Furthermore, the Defendants' papers raise issues of fact as to whether the present practices and policies of DOCS are being administered in accordance with the purposes of Section 851 and regulations which DOCS itself adopted. Defendant Joy states, for example, that applicants are no longer afforded the assistance of a temporary release interviewer because that position has been eliminated. (Joy Decl. ¶ 18). It is essential to have someone with the requisite knowledge available to assist an applicant in complying with the requirements for MLOA if the programs authorized by Section 851(6) are to be meaningful. Joy's declaration states that that position is now filled by the applicant's own correction's counselor but does not state that those persons have the necessary skills to provide assistance to inmates who need to comply with the requirements to gain approval for TRP. Id. at 18-19. Clearly a person skilled in corrections procedures but not used to assisting inmates with information about outside programs and facilities offering different services and other rehabilitative programs is not sufficient, as stated by Plaintiff in his deposition. (Spavone Dep. at 76). Without such assistance, applications for MLOA are doomed to failure and will not survive the application process. Indeed, Joy's statistics for 2008 suggest that the TRP may be being provided lip service by DOCS. In a DOCS population of over 60,000, only 19 inmates, in that 12 month period, were granted any sort of leave of absence including funeral leave of absence, death bed leave of absence or medical leave of absence." (Joy Decl. ¶ 12).
Based on the record on this motion, there is an issue of fact as to whether, under the present regulations of DOCS, MLOA is not available for mental health treatment even if it is absolutely necessary to the "health and well being" of persons such as the Plaintiff.

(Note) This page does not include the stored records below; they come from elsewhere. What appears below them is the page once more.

PR #1166, opened 2016-09-06
Removed redundant HasPower() call in Lua

Tritaris:
`Furniture.cs` already has this check in `Update()`it before it calls the Lua `OnUpdate`


TomMalbran:
@koosemose For furniture that wants to handle things different when it has no power, we can add an attribute in the xml, and when is set, it will not do the power check. Since most of the furniture works only when it has power, it makes sense to have it in Furniture for all, and make the furniture that wants to handle it, the special case.

koosemose:
That sounds reasonable.

koosemose:
Looks good, no unexpected bugs, only touched Lua so no stylecop. Merged.

PR #1167, opened 2016-09-06
Fixes #1161 - Jobtime reset after powerloss

### LINKED ISSUE #1161: [Bug] Furniture jobtime reset after loss of power.
There seems to be a bug, where the job time is reset, if power goes out. This applies to at least the Cloning Pod in Lua. I'm not sure if this is a general problem with all furniture, or just some of them.

Tritaris:
Fixes #1161

When power is lost the jobsTimes would reset because the jobs were canceled. This new method takes the current jobs running and stores them in a new List until the power is restored then the jobs are added back to the normal job queue with any current work done to them saved.

### DIFF
--- a/Assets/Scripts/Models/Furniture.cs
+++ b/Assets/Scripts/Models/Furniture.cs
@@ -58,6 +58,8 @@ public class Furniture : IXmlSerializable, ISelectable, IContextActionProvider
 
     private List<Job> jobs;
 
+    private List<Job> jobsQueued;
+
     // This is the generic type of object this is, allowing things to interact with it based on it's generic type
     private HashSet<string> typeTags;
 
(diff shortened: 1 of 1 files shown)


Assets/Scripts/Models/Furniture.cs
```diff
@@ -58,6 +58,8 @@ public class Furniture : IXmlSerializable, ISelectable, IContextActionProvider
 
     private List<Job> jobs;
 
+    private List<Job> jobsQueued;
```
TomMalbran: We should call these pausedJobs, or something different. Since now it seems the same as the jobs list.

Assets/Scripts/Models/Furniture.cs
```diff
@@ -613,6 +621,26 @@ public void CancelJobs()
         }
     }
 
+    public void EnqueueJobs()
```
TomMalbran: I would call these functions PauseJobs and ResumeJobs, since that is essentially what they are for.

Raketfart:
:+1:

koosemose:
Looks good, no unexpected bugs, clean stylecop on all changed files. Merged.

PR #1169, opened 2016-09-06
Build Menu - Non-buildable furniture

TheRiven:
This adds the ability to tag furniture with a `TypeTag` that stops it from showing up in the build menu, which checks before generating a button and moves on to the next furniture if it has the tag.

Currently this is only implemented on the mining points so that the player cannot build them, but will likely be used for most furniture objects created during world gen such as asteroid walls.

For the moment the tag is `Non-buildable` but I am not sure this is ideal and I am open to better suggestions.

I have also redone a bunch of names in the `FurnitureBuildMenu` to hopefully meet standards and to pre-empt any suggestions that they be changed to something else. Please point out if its to much or not correct so I know for the future. :+1:


bjubes:
can you make it so that if dev mode is enabled then those items reappear in the build menu?

PR #1163, opened 2016-09-05
Revert "UberLogger can detect that he called from Unit Tests"

mikejbrown:
Reverts TeamPorcupine/ProjectPorcupine#1129

PR #1181, opened 2016-09-06
Added Debug.IsLogEnabled to be able to disable log.

Grenkin1988:
One more try after #1129 #1163 failed.

Now you just need to disable Log from tests.


mikejbrown:
_Looks_ clean this time. Even tests fine... **merging** _What could possibly go wrong?_ :worried:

Defendant's motion for summary judgment is denied. Plaintiff's motion for injunctive relief is also denied.
C. Plaintiff's Motion for Sanctions
On October 20, 2010, Plaintiff moved this Court for sanctions of Defendant's counsel, Steven Schulman. Plaintiff asserts that Schulman's requests for deadline extensions were not justified by specifics and "lacked particulars as to sound reason for delay," and consequently, that Schulman should be sanctioned for "classic delay tactics." (Plaintiff. Motion for Sanctions at 1).
Plaintiff has provided no allegations and no evidence that Schulman has made any misrepresentations to this Court such that his behavior can be characterized as dilatory. As Plaintiff has not shown any violation of Fed.R.Civ.P. 11(b), Plaintiff's motion for sanctions is denied.
IV. Conclusion
For the above stated reasons, Plaintiff's motion for leave to file a supplemental complaint is granted and Defendant's motion for summary judgment and Plaintiff's motion for sanctions are denied.

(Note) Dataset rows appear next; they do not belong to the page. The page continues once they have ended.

PR #1510, opened 2016-10-05
Correctly wait for saving to be completed

QuiZr:
Before that user would see "saving complete" pop-up, but in reality a separate thread was still writing data.
Also - I disabled dumping raw XML onto editor's console because it was really hanging the editor.

Sorry for not including this in #1496

### DIFF
--- a/Assets/Scripts/UI/DialogBox/FileSaveLoad/DialogBoxSaveGame.cs
+++ b/Assets/Scripts/UI/DialogBox/FileSaveLoad/DialogBoxSaveGame.cs
@@ -93,9 +93,16 @@ public class DialogBoxSaveGame : DialogBoxLoadSaveGame
             dbm.dialogBoxPromptOrInfo.SetPrompt("message_saving_game");
             dbm.dialogBoxPromptOrInfo.ShowDialog();
 
-            yield return new WaitForSecondsRealtime(.05f);
+            // Skip a frame so that user will see pop-up
+            yield return null;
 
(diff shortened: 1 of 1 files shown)


bjubes:
does this now fully prevent the game from saving on the main thread, thus causing the OS to detect a crash?

QuiZr:
Nope, actual serializing is still done on a main thread.

Assets/Scripts/UI/DialogBox/FileSaveLoad/DialogBoxSaveGame.cs
```diff
@@ -93,9 +93,16 @@ public IEnumerator OkayWasClickedCoroutine()
...
+            yield return null;
 
-            SaveWorld(filePath);
+            Thread t = SaveWorld(filePath);
+
+            // Wait for data to be saved to HDD.
+            while (t.IsAlive)
+            {
+                yield return null;
+            }
```
dusho: how does this behave if there is an exception in SaveWorldToHdd.. it still just finishes and assumes that save was a success ?

QuiZr: If there was an exception while saving there is something really wrong so currently exceptions go to the top of a call tree.

bjubes:
Great change, hopefully we can impelement the same type of thing for loading world as well as loading/saving settings

PR #1516, opened 2016-10-06
[Small] Base Character Animation Speed off MovementSpeed

koosemose:


bjubes:
@koosemose is there a possiblity that movement speed can be so low (or even zero) that the animations wouldn't run? maybe floor between this speed and some base animation speed?

koosemose:
Hmm... that's a situation I hadn't considered.

I wouldn't think we'd end up with a situation where a character would have 0 movement speed and still need to animate... but I suppose that might change if we add more animation types... some of which might have cause to play even for a character that can't move.... Of course even then the animations are going to play ridiculously slowly. I would think to properly account for that sort of thing we would need a more complex animation system in general for characters... I was just trying to minimize skating characters with this (and even for that this still needs some tweaking).

bjubes:
yeah it also bring up the problem of a character having some sort of staticly timed animation, like a blinking light on their visor. again its just a matter of the animation system being very simplistic, but there should at least be something like 
` currentAnimation.Update(deltaTime * Mathf.Max(character.MovementSpeed, 0.1f)); `

PR #1521, opened 2016-10-08
[Fix] Don't phase through floors traveling up, and don't work through floor tiles

koosemose:
Currently, characters will travel up through newly place floor tiles, and will work on a tile from below, even if there is a floor tile in the way.

This regenerates the tilegraph around the tile below a newly placed tile, making the tileGraph aware that access to the tile from below is blocked by the floor tile. A separate check is added when getting acceptable tiles to work adjacent from so that a floor tile in the tile that needs to be worked will block adjacency from below.

Additionally minor changes were made to GetNeighbors (vertical adjacency is optional, and off by default, and the vertical adjacency is farmed to a separate method, to allow access to only vertical neighbors for situations when they need to be handled specially. Also convenience methods were added to access the Up and Down neighbors. The Heuristic Cost Estimate was also adjusted to take vertical distance into account, as this wasn't accounted for in the previous PR adapting the pathfinding to z-layers.

To test:
1st Part: Build a room separate from the starting base on the top level, place inventory in the separate room, in master, a crew will phase through one of the floor tiles, in this PR, they won't start moving.
2nd Part: Find an asteroid on the top level, that doesn't have a layer of asteroid below it (alternatively an asteroid on a lower level that has direct access to the top of it blocked by a layer of asteroid above), and attempt to mine somewhere in the middle, in master crew will happily mine from below, in this PR, they won't. (Testing this portion with the new room won't work as inability to bring inventory to a furniture to be built will mask the lack of ability to work from below through the floor)

Caveat: FPS will drop when the crew is unable to reach the inventory in the newly built room, due to a separate issue in the pathfinder (continually trying to path to it)

### DIFF
--- a/Assets/Scripts/Models/Area/World.cs
+++ b/Assets/Scripts/Models/Area/World.cs
@@ -543,6 +543,7 @@ public class World : IXmlSerializable
         if (tileGraph != null)
         {
             tileGraph.RegenerateGraphAtTile(t);
+            tileGraph.RegenerateGraphAtTile(t.Down());
         }
     }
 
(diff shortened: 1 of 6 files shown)


bjubes:
looks good!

The parties are to attend a telephone conference on February10, 2011 to determine what further discovery is required prior to trial.
SO ORDERED.
Exhibit 1
When I Am Free By: Steven "Cisco" Spavone
Our State leaders say that we are No good and destitute, But our Governor just got fired, Over a prostitute.
Two more years says Parole because You lived too wild, But a Parole Commissioner just got Caught soliciting sex from a child.
Lawmakers and Politicians say that We deserve no relief, But the most powerful one of them Just got indicted as a thief.
There are many more and these Are just a sample, Is this how our Lawmakers and Politicians Lead by example?
I sit back and observe those who run This State system that I am in, And the extent of the corruption and Incompetence is truly a sin.
With all these examples that have Been presented to me, How am I expected to live my life "When I Am Free"?